If you're going for an unmedicated birth, listen to your body. When a contraction comes your body will let you know how to move, what position to get into and what feels right. Don't let other people tell you how painful labor is, because everyone's labor is different. If you do find labor to be painful (it should *not* be painful the entire time) remember that the pain that comes with a contraction is helping you, it is bringing you one step closer to your baby. Stay on your feet, move around, do squats and labor lunges, and BREATHE. :)


----------



## kecie

Scream during contractions if you need to! Helps so much lol :)


----------



## mare

Dont have epi, I have had one birth with and one without! I am def going without with this one.

:thumbup:


----------



## MeowPurr32

Make sure you have a support person who can handle whatever might happen during your labor (you getting sick, you screaming, bodily fluids, etc.) who will be there just for you, supporting you the entire time.

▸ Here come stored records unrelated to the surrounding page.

PR #1203, opened 2021-10-18
Handle CHEXA (20 nodes) and CPENTA (15 nodes) nodes ordering

Clemoreau:
Cf discussion https://github.com/nschloe/meshio/discussions/1202

Nodes ordering for hexahedron20 and wedges15 are different between vtk and nastran. The problem has been fixed in `_convert_to_vtk_ordering` function

### DIFF
--- a/src/meshio/nastran/_nastran.py
+++ b/src/meshio/nastran/_nastran.py
@@ -270,12 +270,7 @@ def write(filename, mesh, point_format="fixed-large", cell_format="fixed-small")
         cell_id = 0
         cell_refs = mesh.cell_data.get("nastran:ref", None)
         for ict, (cell_type, cells) in enumerate(mesh.cells):
-            # Second order elements
-            if cell_type in ["hexahedron20", "wedge15"]:
-                nastran_type = meshio_to_nastran_type[cell_type]
-            # Remove '_' for first order elements
-            else:
-                nastran_type = meshio_to_nastran_type[cell_type].replace("_", "")
+            nastran_type = meshio_to_nastran_type[cell_type]
             if cell_format.endswith("-large"):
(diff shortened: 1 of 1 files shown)


nschloe:
Tests are failing because the inverse orderings haven't been added yet.

nschloe:
> You mean the conversion to nastran ordering ?

Yep.

Clemoreau:
OK, I've removed it because of one of your comment. I just added it again. 
I assume that it doesn't change anything but it is needed for the tests ?

nschloe:
[0,1,3,2] means:

0 -> 0
1 -> 1
2 -> 3
3 -> 2

Think again! What's the reverse ordering here. (It's not [0,1,2,3].)

Clemoreau:
Actually I'm having a look at the test which fails. In `test_nastran`, the mesh from helpers.hex20_mesh (which contains 1 hexa20 element) is not ordered as the hexa20 element that I have in my .fem file.

So the input mesh (from helpers) is ordered like: [0,1,2,3,4,5,6,7,8,9,10,11,12,13,14,15,16,17,18,19]
And the output mesh (after write) is [0,1,2,3,4,5,6,7,8,9,10,11,16,17,18,19,12,13,14,15]
So the test fails because input and output are different. 

The question is: where do come from the hexa20 mesh in input ?

Clemoreau:
It's simpler like that and tests are ok on my side. Is it ok for you ? 
Is there still anything to change ? 

I saw that the code coverage was not OK but I guess that it is not linked with my modifications

nschloe:
Looks good to me now. Thanks!

Clemoreau:
Thank you for supporting me !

Ask them to take photos of as many things as possible. Bring extra camera batteries. You can always delete or edit photos later, but have someone take them, because you will probably treasure them: the baby just born, you holding the baby for the first time, the first time you try to breast-feed, the baby's first bath, etc.


----------



## MeowPurr32

mare said:


> Dont have epi, I have had one birth with and one without! I am def going without with this one.

Why do you suggest she go without one? :huh:


----------



## lizardbreath

Go in with an open mind


----------



## cupcakepie

Try not to panic...!!!!!

Just go with the flow and remember to breathe! Sounds crazy but literally I got through my labour by just taking each contraction as it came and breathing through it.. Like one of the girls already mentioned try visualising something in your head... Sounds daft but with mine I closed my eyes and imagined walking up a hill and by the time I got to the top I could relax and walk back down again! Somehow I managed to labour with no pain relief don't ask me how lol.. It wasnt planned at all. Infact I planned an epidural all thro my pregnancy as I'm no good with pain! So My tip would be go into it with an open mind you could surprise yourself with how you cope :thumbup::happydance: xx


----------



## MaddiesMummy

i had an epi and it wore off after 3 hours, Had 2 top ups but did not work, I won't have one with my 2nd labour. Of course epidurals are fab for some ladies, My advise to you is keep calm, breathe, and do what your body tells u x


----------



## blondey

Try not to go in with a really set/rigid plan. I never wrote a birth plan. I had a general gist of what I wanted but I was willing to be flexible if things didn't go to plan. That way you're not too disappointed if you don't get your ideal birth plan.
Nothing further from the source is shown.